Tribalism is a cognitive shortcut. Addressing it requires better shortcuts.

Beautiful essay this week by Zeynep on Politico, six paragraphs you should read to become a smarter human. But I just want to point to something in paragraph three very relevant to media literacy:

Deluged by apparent facts, arguments and counterarguments, our brains resort to the most obvious filter, the easiest cognitive shortcut for a social animal: We look to our peers, see what they believe and cheer along.

There’s a nugget in here I wish more people would dig into, and that’s that tribalism is a filter. In many cases, it’s not a bad one. In a perfect world, you’d want to hear from experts who also share the values of your tribe, because decisions sit at the intersection of values, expertise, and experience. Expertise alone, uninformed by relevant values, can be very thin gruel.

In our current situation, of course,  that’s not what’s happening. In a variety of domains, tribalism has become a reality distortion field that prevents us from drawing on relevant expertise at all. But instead of seeing tribalism as an insurmountable force of nature, the better view is to see it as a useful heuristic that has ceased to work in certain situations.

The question is not “can media literacy strategies overcome tribalism?” It can’t be that because tribalism is a media literacy strategy. The question, then, is whether we can provide any strategies quick and efficient enough that they compare favorably to tribalism.

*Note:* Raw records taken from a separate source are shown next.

PR #504, opened 2026-06-12
PartnershipFormationAnalzer

### LINKED ISSUE #479: Add analyzers for partnership rates by age

ckirkman-IDM:
This is a draft PR as I have yet to manually review the test code updates. I have checked the rest.

Feel free to comment/suggest on anything, including whether claude's (moderately updated by me) doc strings are great or trash.

---
Update to networks:

Networks now record the time index when relationships end, leaving a value of None if they don't end (before the end of the simulation). This enables massively more efficient memory usage in PartnershipFormationAnalyzer. No reason for relationship termination is recorded (natural breakup vs death).

Relationships count as ended in the ti they end if a "natural breakup" occurs. If termination is by agent death (post-disease-transmission), the recorded termination time index is set to ti+1, keeping with [formation_ti, ended_ti) half-open interval convention. Consistent with counting the number of disease step integrations the relationship was active for.

---

The core of this analyzer stores data into self.results['relationships']. However, several standard "getter" functions were added to utilize this self.results data to allow one analylzer to be used to record relationship information instead of duplicating the data in self.results across each relationship analyzer (shared memory).

The core behavior of using self.results['relationships'] is the most important part, as it allows any relationship analysis to occur post-run (user defined). 

The getters are the part that is most likely to be adjusted by feedback from users:

get_n_partnerships_formed()
get_n_partnerships_formed_per_agent()
get_unique_partners_active_per_agent()


ckirkman-IDM:
From Claude: (a bit wordy!)

# PR Summary — `PartnershipFormationAnalyzer` and network edge-interval tracking

*(changes since `4abd881`)*

## Overview

Introduces `PartnershipFormationAnalyzer` — a single analyzer that records every partnership as an **interval** (`[formation_ti, ti_expired)`) and answers formation / active-partner queries per network, sex, age bin, and trailing time window. It consolidates previously separate analyzers (the old `NPartnersAnalyzer` and partnership-formation logic) into one method-based reporter, and adds the network-side plumbing that records when each edge forms and when it ends.

## Motivation

There was no consistent, low-overhead way to ask "how many partnerships formed / were active, by whom, when." The analyzer stores **one row per distinct edge with its active interval** instead of re-snapshotting the active edge set every timestep — far cheaper in memory/CPU — and exposes results through getters rather than pre-baked result arrays.

## Changes by area

### Networks (`stisim/networks/`)

**`BaseNetwork`** — recording and clearing of expirations are now entirely network-owned (analyzers are optional, read-only consumers):
- New edge-meta column **`formation_ti`** (timestep the edge formed), set by every `add_pairs`.
- **`record_expired`** flag + **`expired_this_ti`** buffer (a dict mirroring the edge-meta layout).
- **`_append_expired(mask)`** — *accumulates* (concatenates) removed edges into the buffer; gated on `record_expired`.
- **`_on_edge_dissolution(active)`** now calls `_append_expired(~active)` (duration/age expiry at loop **step 7**).
- New **`remove_uids` override** — records death/removal-driven removals (loop **step 15**) into the buffer before delegating to `super().remove_uids()` (which performs the actual removal — documented as required). Closes the gap where dead agents' edges were dropped unrecorded.
- New **`finish_step`** (loop **step 14**) — the network **clears its own buffer** each timestep, after analyzers read it (step 13) and before the next step's removals. With no analyzer present, the buffer is still reset each step so nothing accumulates; multiple analyzers can each read the same buffer.
- New class flag **`records_all_expirations`** (default `True`) — declares whether every removal funnels through the recorded paths.

**`MFNetwork`** — `_on_edge_dissolution` calls `super()` first (so expiry recording fires) before its prior-partner / partner-count bookkeeping; `add_pairs` passes `formation_ti`.

**`SWNetwork`, `MSMScaleFreeNetwork`, `StructuredSexual`** — pass `formation_ti` on append; `add_pairs` TODOs note the no-concurrent-duplicate-edge invariant.

**`MSMScaleFreeNetwork`** — sets `records_all_expirations = False` (its in-`add_pairs` Markov deletes bypass *both* recorded paths), so the analyzer warn-skips it; a TODO documents how to make it compatible (route deletes through `_append_expired`).

### Analyzer (`stisim/analyzers.py`)

- **`PartnershipFormationAnalyzer`** stores, in `self.results['relationships'][nw]`, a list of mutable rows:
  `[p1, p2, formation_ti, ti_expired, age_p1, age_p2, female_p1, female_p2]` (one per distinct edge, keyed by `(p1, p2, formation_ti)`).
- **`_indicies_of_rels_in_table_for_nw`** maps `(p1, p2, formation_ti) → row index`, for O(1) expiry stamping; entries are pruned when an edge's expiry is recorded.
- **`step()`** (loop step 13): appends newly-formed edges (rows with `ti_expired = None`); records `ti_expired` for edges sitting in the network's buffer via the read-only **`_record_expired`** (it does *not* clear the buffer — the network does).
- **`finalize()`**: drains the final-step leftovers (deaths removed at the last step 15, never read during the run) and stamps them `ti_expired = final_ti + 1`. Genuinely still-active edges were never buffered, so they keep `ti_expired = None`.
- **`_rel_element_arrs`** materializes the row list into columnar numpy arrays, mapping `ti_expired = None → final_ti + 1`.
- **Network selection** requires a stisim **`BaseNetwork`**-derived sexual network (the analyzer reads BaseNetwork-only edge meta and the `expired_this_ti` buffer). Named missing networks raise `ValueError`; named non-`BaseNetwork` or `records_all_expirations=False` networks **warn and are skipped** rather than crashing mid-run. Duplicate age bins raise at construction.

### Tests & dev tooling
- New `tests/test_partnership_formation_analyzer.py` (14 tests): injection-based value tests (unique-vs-formed, half-open window boundary, overlapping/out-of-range age bins, same-sex networks, multiple networks), construction/selection/warning tests, and **end-to-end sim tests with HIV mortality and `ss.Deaths`** that verify expiry recording and interval consistency.
- `tests/devtests/devtest_network_diagnostics.py` updated to use the merged analyzer (distribution + population-pyramid diagnostics).

## Key semantics & assumptions

- **`ti_expired` definition**: one past the last timestep the edge was present and transmission-capable at the disease transmission step (loop **step 9**). The active interval is half-open `[formation_ti, ti_expired)`, and
  `duration = ti_expired − formation_ti` = **number of active transmission steps** the relationship existed — consistent regardless of when/why it dissolved.
  - Duration/age expiry at R → `ti_expired = R` (recorded same ti).
  - Partner death/removal at T → `ti_expired = T + 1` (the `alive` flag flips at step 10, *after* step 9, so the edge is still active at T; recorded the next ti).
  - Formed-and-ended-by-death the same ti → `duration = 1` (never an empty interval).
- **Still-active at run end** → `ti_expired = None` (right-censored marker; getters treat `None` as active through `final_ti`). "Active transmission step" means the edge existed with both partners alive at step 9 — *not* that a transmission event fired.
- **Per-agent results cover only agents alive at run end.** The `*_per_agent` getters are indexed by `surviving_agent_uids` (`self._final_uids[...]`, snapshotted at the final `step()`), so agents who died/left before the end have no slot and are dropped from those outputs. The aggregate `get_n_partnerships_formed` is **not** so limited — it includes formations by since-departed agents. (Subject must survive; a surviving subject's partner may since have died and still counts.)
- **Single-edge-per-pair-per-ti assumption** (documented in the class docstring): rows are keyed by `(p1, p2, formation_ti)`. If a network ever formed >1 edge between the **same pair at the same ti**, those collide and **expiry data is corrupted** (all-but-one keep `ti_expired = None`); formation *counts* are unaffected. The bundled networks never do this; re-forming the same pair at a *different* ti is fine.
- **`MSMScaleFreeNetwork` is unsupported** (warn-skipped) until its Markov deletes are routed through the recorded paths.

## What you can pull from the analyzer

All getters return `{network_name: result}`; `female` selects the subject sex; `window_months` is a **trailing window in timesteps** ending at the final timestep (`None` ⇒ whole run; a value longer than the run clamps to the whole run).

- **`get_n_partnerships_formed(female, age_bins=None, window_months=None)`** → `{nw: {age_bin: ndarray}}`. Non-unique formation counts bucketed by age-at-formation. With `window_months=None` the inner array is the **full per-timestep series** (length `n_ti`, indexed by ti); with an int it is a **length-1 array** = total formations over the trailing window. Overlapping age bins each count a formation; out-of-range ages are dropped; a same-sex edge contributes both endpoints.
- **`get_n_partnerships_formed_per_agent(female, window_months=None)`** → `{nw: ndarray}` indexed by `surviving_agent_uids`; non-unique formations per agent over the window (a re-formed pair counts each time).
- **`get_unique_partners_active_per_agent(female, window_months=None)`** → `{nw: ndarray}` indexed by `surviving_agent_uids`; count of **unique partners on edges active during the window** (active iff `ti_expired > win_start`; ongoing edges carry `final_ti + 1` and always count). Sex-general (works for same-sex networks), deduped per `(subject, partner)` so a partner reached via multiple active edges counts once.

Raw per-edge intervals are also available directly in `self.results['relationships'][nw]` for custom analysis (e.g. realized-duration distributions; `ti_expired = None` = right-censored / still active at run end).

## Risk / compatibility
- All network recording is gated on `record_expired` (set only when the analyzer tracks a network) and clearing is a per-step buffer reset, so sims **without** the analyzer are behaviorally unchanged. Upstream starsim is untouched. `MSMScaleFreeNetwork` users get a clear warn-and-skip rather than silent/incorrect results.

stisim/interventions/hiv_test.py
robynstuart, line 1: maybe added by accident? seems to be blank

stisim/networks/base.py
```diff
@@ -59,18 +59,27 @@ class BaseNetwork(ss.SexualNetwork):
...
+    # path (e.g. a custom delete inside ``add_pairs``) MUST set this to False.
+    records_all_expirations = True
+
+    def __init__(self, name=None, record_expired: bool = False, **kwargs):
         super().__init__(name=name)
         self.meta.condoms = ss_float
         self.meta.age_p1 = ss_float
         self.meta.age_p2 = ss_float
         self.meta.edge_type = ss_float
+        self.meta.formation_ti = ss_int  # timestep at which the edge was formed
```
robynstuart: slight preference for ti_formation or ti_start for consistency with other ti_* patterns

stisim/networks/base.py
```diff
@@ -59,18 +59,27 @@ class BaseNetwork(ss.SexualNetwork):
...
         self.define_pars(**BasePars())
         self.define_states(
             ss.BoolArr('participant', default=True),
             ss.FloatArr('debut', default=0),
             reset=True,
         )
+        self.record_expired = record_expired
+        self.expired_this_ti = {}  # only utilized if self.record_expired is True
```
robynstuart: consider `just_expired`? very minor but the presence of the `ti` string might lead one to expect it to contain a timestep if not reading closely

stisim/analyzers.py
```diff
@@ -1,753 +1,1250 @@
...
-                ax.set_ylabel('ART coverage')
-                ax.set_title(f'{sex_labels[sex]} by age')
-                ax.set_ylim(0, 1)
-                ax.legend(frameon=False, fontsize=9)
-
-        pl.tight_layout()
-        return fig
-
+"""
+Common analyzers for STI analyses
```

Don’t get me wrong — tribalism is easy and fun, emotionally and socially rewarding. I don’t think you’ll  find a strategy faster than it. Zeynep’s point that it’s the “easiest shortcut for a social animal” is right on target.

But if you want to replace it, you have to give students digital literacy strategies that compare favorably to it: ones that are designed to meet this need for quick filtering and evaluation of what reaches us through the stream. It has to be speedy, and it has to be low cognitive effort. It has to be focused less on “Is what I’m reading good?” and more on “Should I give this my attention at all?”

Focus on what tribalism provides people, and we have a chance. Bring a twenty minute checklist to a fast and frugal heuristic fight and the battle is already lost.

P. S. In case people from outside my usual circle read this and say “Oh, but what would such strategies look like?” This is a blog. Go to the main blog page and read appx 100 articles written on this exact topic over the past two years.